In Knowlton, the city of Janesville imposed a tax on agricultural property within the city limits at a rate that was one-half of the rate of the tax it imposed on other property in the city. The court rejected the contention that the uniformity clause allows such “partial exemptions.” The court also rejected the argument that the legislature may classify property to be taxed at different rates as long as uniformity exists within the class. The court held that the uniformity clause allows the legislature to select some property for taxation and to completely exempt other property from taxation. In addition, the court held that property selected for taxation must be taxed in its entirety and at the same rate as all other property in the same taxation district. In other words: “There cannot be any medium ground between absolute exemption and uniform taxation.” Knowlton at 392.
Over 100 years after Knowlton, in another decision involving a partial property tax exemption, the court established standards for complying with the uniformity clause. Gottlieb involved a challenge to the Urban Redevelopment Law. The law allowed a municipality to freeze the property tax assessments of property owned by a redevelopment corporation for a 30-year period. The court held that such a freeze on property taxes resulted in a partial exemption and, therefore, consistent with Knowlton, violated the uniformity clause:
While it may be conceded, as contended by respondent, that, if the law accomplishes its purpose, new building may be stimulated and the tax base broadened to the extent that at some time in the future other taxpayers not covered by the freeze might be benefited, nevertheless, the fact remains undisputed and undisputable that, if redevelopment corporations are assessed at a figure less than that which would be assigned to other taxpayers holding equally valuable property, other taxpayers will be paying a disproportionately higher share of local property taxes.

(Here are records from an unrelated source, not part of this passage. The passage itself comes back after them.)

PR #173, opened 2016-04-19
Add Travis CI test to build/install

domcleal:
Replace LOGDIR to work within the specified PREFIX, and replace
CONFIG_DIR to prevent config files from the local directory being used
in preference to those from the installation prefix.

---

This will exercise the Puppetfile as librarian-puppet's called during build, config migrations during the `--help` call, generation of man pages etc.

### DIFF
--- a/bin/foreman-installer
+++ b/bin/foreman-installer
@@ -2,11 +2,7 @@
 require 'rubygems'
 require 'kafo'
 
-if Dir.glob('config/*.yaml').any?
-  CONFIG_DIR = 'config/'
-else
-  CONFIG_DIR = '/etc/foreman-installer/scenarios.d/'
-end
+CONFIG_DIR = 'config/'
 
 # Run the install
 @result = Kafo::KafoConfigure.run
--- a/.gitignore
+++ b/.gitignore
@@ -24,3 +24,4 @@ _build
 Puppetfile.lock
 modules/*
 .ruby-*
+Gemfile.lock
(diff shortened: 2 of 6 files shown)


bin/foreman-installer
```diff
@@ -2,11 +2,7 @@
 require 'rubygems'
 require 'kafo'
 
-if Dir.glob('config/*.yaml').any?
-  CONFIG_DIR = 'config/'
-else
-  CONFIG_DIR = '/etc/foreman-installer/scenarios.d/'
```
mmoll, line 8: will this work in the packaged version still?

domcleal, line 8: Yes, I changed the Rakefile too at https://github.com/theforeman/foreman-installer/pull/173/files/6fef25e5d3a41f46bff9794946b2c6faed6c84f5#diff-52c976fc38ed2b4e3b1192f8a8e24cffR34 to always replace this CONFIG_DIR line with the path it's installing to.

The packaged version used to still contain this conditional, so it would have:

<pre>
if Dir.glob('config/*.yaml').any?
  CONFIG_DIR = 'config/'
else
  CONFIG_DIR = '/etc/foreman-installer/scenarios.d/'
end
</pre>


Now it'll be a single `CONFIG_DIR = '/etc/foreman-installer/scenarios.d'` generated by the Rakefile.

I don't think there's a good reason to keep the `config/*.yaml` support in the packaged/installed version, and I've seen reports of it causing problems when config/*.yaml does exist.

mmoll:
perfect, thanks @domcleal!

PR #174, opened 2016-04-20
handle autosign change in puppet-puppet

mmoll:
disclaimer: I have no idea what I'm doing there :)


mmoll:
would something like that work?

``` ruby
current_autosign=answers['puppet']['autosign']
answers['puppet'].delete('autosign') unless !!current_autosign == current_autosign
```

domcleal:
Yes, that code snippet is probably preferable to keep any true/false values assigned to puppet::autosign.

Deleting and recomputing the value is probably OK, otherwise it means parsing it to split out the file mode into autosign_mode and expand `$confdir`.

mmoll:
@domcleal Yes, I thought about that, but at the end of the day, as any string can be given, there might be also a path without mode (and maybe even something that's not coming to our mind now), so there would be additional logic needed to check this and split it differently.

Also I would need to read up, how to expand `$confdir / $dir`. ;)

domcleal:
:+1: when tests pass.

domcleal:
Thanks @mmoll!

PR #175, opened 2016-04-29
refs #14788 - pull in Ubuntu/xenial cherry-picks in modules (1.11)

mmoll:
This is what would be needed to get successful installer runs on Ubuntu/xenial. For -apache and -postgresql this is what we have plus one commit each, for -mysql it's 3.6.x -> 3.7.x and one additional commit. Note that -mysql and -postgresql do not have versioned releases with the required fixes.

### DIFF
--- a/Puppetfile
+++ b/Puppetfile
@@ -1,8 +1,9 @@
 forge 'https://forgeapi.puppetlabs.com'
 
 # Dependencies
-mod 'puppetlabs/mysql'
-mod 'puppetlabs/postgresql'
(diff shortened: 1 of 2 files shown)


domcleal:
:+1: looks OK to me.  I think it'd be good to update `develop` too with the fixes for pl-mysql/postgresql so we're able to test them in nightly too, before cutting the next 1.11 release.

domcleal:
Thanks @mmoll!

PR #177, opened 2016-05-11
Update theforeman/tftp for Ubuntu 16.04 service fix

domcleal:
The minor version introduces a couple of new parameters, but I think it's low risk.


mmoll:
merged, thanks @domcleal!

PR #178, opened 2016-05-16
Remove unmaintained ovirt_provision plugin

domcleal:
per https://github.com/theforeman/foreman-packaging/commit/60ca1687bc1588f547cfe722d4bbd99b0cf90d78

We can optionally remove the class later (https://github.com/theforeman/puppet-foreman/issues/443).


ekohl:
:+1:

mmoll:
Sad to see that unmaintained, but as there were some people already running into problem, it's better to delete it here, thanks @domcleal!

PR #179, opened 2016-05-20
Rename foreman_proxy::puppetrun* to puppet

domcleal:


ekohl:
`.delete()` returns the previous value so it's like `pop()`?

domcleal:
Yep: http://ruby-doc.org/core-1.8.7/Hash.html#method-i-delete

ekohl:
:+1:

mmoll:
merged, thanks @domcleal!

PR #180, opened 2016-05-21
Slight refactoring of hostname check

petems:
- Add hostnamectl for systemd machines
- Add note for Debian
- A few grammar tweaks

### DIFF
--- a/checks/hostname.rb
+++ b/checks/hostname.rb
@@ -1,15 +1,17 @@
 #!/usr/bin/env ruby
 
-BASE = %q(If needed, change the hostname permanently via 'hostname' command and editing 
-appropriate configuration file.
-(e.g. on Red Hat systems /etc/sysconfig/network).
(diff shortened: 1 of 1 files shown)


mmoll:
I'm more used to a 120 char limit per line, :+1: otherwise.

As a side note, on my Debian systems, /etc/hostname does contain only the hostname, not the FQDN. I have no idea about the respective file on RH based systems and what would happen, if the FQDN is put there, but that might be worth a clarification.

ekohl:
> As a side note, on my Debian systems, /etc/hostname does contain only the hostname, not the FQDN. I have no idea about the respective file on RH based systems and what would happen, if the FQDN is put there, but that might be worth a clarification.

For RH-systems it's common to put the FQDN in /etc/sysconfig/network

domcleal:
Merged, thanks @petems.

PR #183, opened 2016-06-07
Change foreman_proxy 'puppetssh' provider value to 'ssh'

domcleal:
For 1.12-stable as well please.


config/foreman.migrations/20160607133050_foreman_proxy_puppetssh_rename.rb
```diff
@@ -0,0 +1,3 @@
+# Rename foreman_proxy provider "puppetssh" to "ssh"
+# http://projects.theforeman.org/issues/15323
+answers['foreman_proxy']['puppetrun_provider'] = 'ssh' if answers['foreman_proxy'] && answers['foreman_proxy']['puppetrun_provider'] == 'puppetssh'
```
ekohl, line 3: Any chance `answers['foreman_proxy']['puppetrun_provider']` isn't set?

domcleal, line 3: Yes, it'll be unset with the default answers file, but it'll still work as `Hash#[]` returns `nil`, and `nil` can safely be compared.

mmoll:
merged, thanks @domcleal!
Also cherry-picked as e14da2b for 1.12.

PR #184, opened 2016-06-07
Fix foreman_proxy answers migration when module's disabled

domcleal:
When the foreman_proxy module is disabled, the value of the answer will
be false rather than a hash, causing a migration error:

```
20160518125928_foreman_proxy_puppetrun_rename.rb:3:in `block
(2 levels) in load_migrations': undefined method `has_key?' for
false:FalseClass (NoMethodError)
```

Also for 1.12-stable please, as that's where the migration was introduced.


ekohl:
:+1:

mmoll:
also cherry-picked as 561e8bc into 1.12, thanks @domcleal!

PR #185, opened 2016-06-09
fixes #14789 - disable apache::mod::passenger::manage_repo

domcleal:
Add Hiera configuration using Kafo 0.9.0's hiera_config option to set
the Passenger class' manage_repo parameter to false on "RedHat" OSes,
preferring the EPEL or Foreman packages.

Hiera data files are installed as data files rather than configuration
files, as they're shipped by the installer only to configure modules
rather than for the user to configure the installer.

### DIFF
--- a/Gemfile
+++ b/Gemfile
@@ -1,6 +1,6 @@
 source 'https://rubygems.org'
 
-gem 'kafo', '>= 0.8.0'
+gem 'kafo', '>= 0.9.0'
 gem 'librarian-puppet'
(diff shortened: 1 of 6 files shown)


ekohl:
:+1: this is very cool!

beav:
:+1:, altering `apache::mod::passenger::manage_repo` and running a katello install laid down the expected EPEL version of passenger for me.

mmoll:
Very nice, thanks @domcleal!
I'll have a look now, how to use this to solve that puppetlabs-puppetdb problem...

PR #187, opened 2016-06-14
add foreman plugin foreman_expire_hosts

timogoebel:
@domcleal : As discussed on https://github.com/theforeman/puppet-foreman/pull/454 . Would you mind taking a close look into this? I've never even started foreman-installer, so this is just a lucky guess.

### DIFF
--- a/config/foreman-answers.yaml
+++ b/config/foreman-answers.yaml
@@ -25,6 +25,7 @@ foreman::plugin::dhcp_browser: false
 foreman::plugin::digitalocean: false
 foreman::plugin::discovery: false
 foreman::plugin::docker: false
+foreman::plugin::expire_hosts: false
 foreman::plugin::memcache: false
 foreman::plugin::openscap: false
 foreman::plugin::tasks: false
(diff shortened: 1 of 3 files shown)


domcleal:
Could you also add a migration file like this one? https://github.com/theforeman/foreman-installer/blob/develop/config/foreman.migrations/20160405135043_foreman_proxy_discovery.rb, but the second line should use a symbol for the second hash, e.g. `scenario[:mapping][:'foreman::plugin::expire_hosts']` (it was a bug.)

timogoebel:
@domcleal : Added the migration and finally found the documentation for this.

config/foreman.migrations/160614145332_foreman_expire_hosts.rb
```diff
@@ -0,0 +1,2 @@
+answers['foreman::plugin::expire_hosts'] ||= false
```
domcleal: This file should be named 20160614145332... so it orders correctly with the existing files.

timogoebel: @domcleal: Sorry for this, i just copied the command from the kafo docs. Pushed a new commit.

Is `date +%y%m%d%H%M%S` the correct command on your machine?
I need `date +%Y%m%d%H%M%S` both on OS X and RHEL...

domcleal: %Y's needed, I didn't notice the Kafo recommendation until after I added migrations here.  I used the full year to match Rails migrations and most date formats, and think I still prefer it.

domcleal:
Merged, thanks @timogoebel!

PR #188, opened 2016-06-15
Add foreman_azure to config

dLobatog:
Depends on https://github.com/theforeman/puppet-foreman/pull/456


domcleal:
Please also add a new config file migration, see ff04cd1 for an example.

config/foreman.migrations/20160615132930_foreman_azure.rb
```diff
@@ -0,0 +1,2 @@
++answers['foreman::plugin::azure'] ||= false
```
domcleal: There's a leading `+` on these lines causing the migration (and tests) to fail.

dLobatog:
Updated to fix the typo on the migration

domcleal:
Merged, thanks @dLobatog!

PR #479, opened 2020-03-02
Fixes #29243: Create new install file

ehelms:
Fixes regression where new install messages are being printed
all the time rather than only on new installs.

### DIFF
--- a/hooks/post/99-post_install_message.rb
+++ b/hooks/post/99-post_install_message.rb
@@ -24,4 +24,5 @@ else
   failure_message
 end
 
+File.write(success_file, '') if !app_value(:noop) && new_install?
 log_message(@kafo)


ekohl:
There's a merge conflict now

ehelms:
Thanks, fixed

ekohl (commented):
Thinking more about this: should it actually be stored in the scenario itself rather than a separate marker file? For reference, how version locking stores its config:

https://github.com/theforeman/foreman-installer/blob/481ee53f04cbcc98fea39bba1a9c2c388bf22f1c/katello/hooks/pre_commit/09-version_locking.rb#L3-L9

I also don't know how well `configure_application` in a post hook behaves so I don't mind merging this and migrating later, but wanted to get your opinion first

ehelms:
I think that is a good idea and I'd like to explore it when I have a bit more time so I filed https://projects.theforeman.org/issues/29262 to look into it. I'd like to go with this option for now as it restores prior behavior.

ekohl (approved):
Does this also need to be cherry picked into 2.0.0-rc3?

ehelms:
Yea, we should for cleaner install messages.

This is not uniformity.In Gottlieb, the court set forth the following standards for tax uniformity required by article VIII, section 1:
- For direct taxation of property under the uniformity rule, there can be but one constitutional class.
- All within that class must be taxed on a basis of equality so far as practicable and all property taxed must bear its burden equally on an ad valorem [according to value] basis.
- All property not included in that class must be absolutely exempt from property taxation.
- Privilege taxes are not direct taxes on property and are not subject to the uniformity rule.
- While there can be no classification of property for different rules or rates of property taxation, the legislature can classify as between property that is to be taxed and that which is to be wholly exempt, and the test of such classification is reasonableness.
- There can be variations in the mechanics of property assessment or tax imposition so long as the resulting taxation shall be borne with as nearly as practicable equality on an ad valorem basis with other taxable property.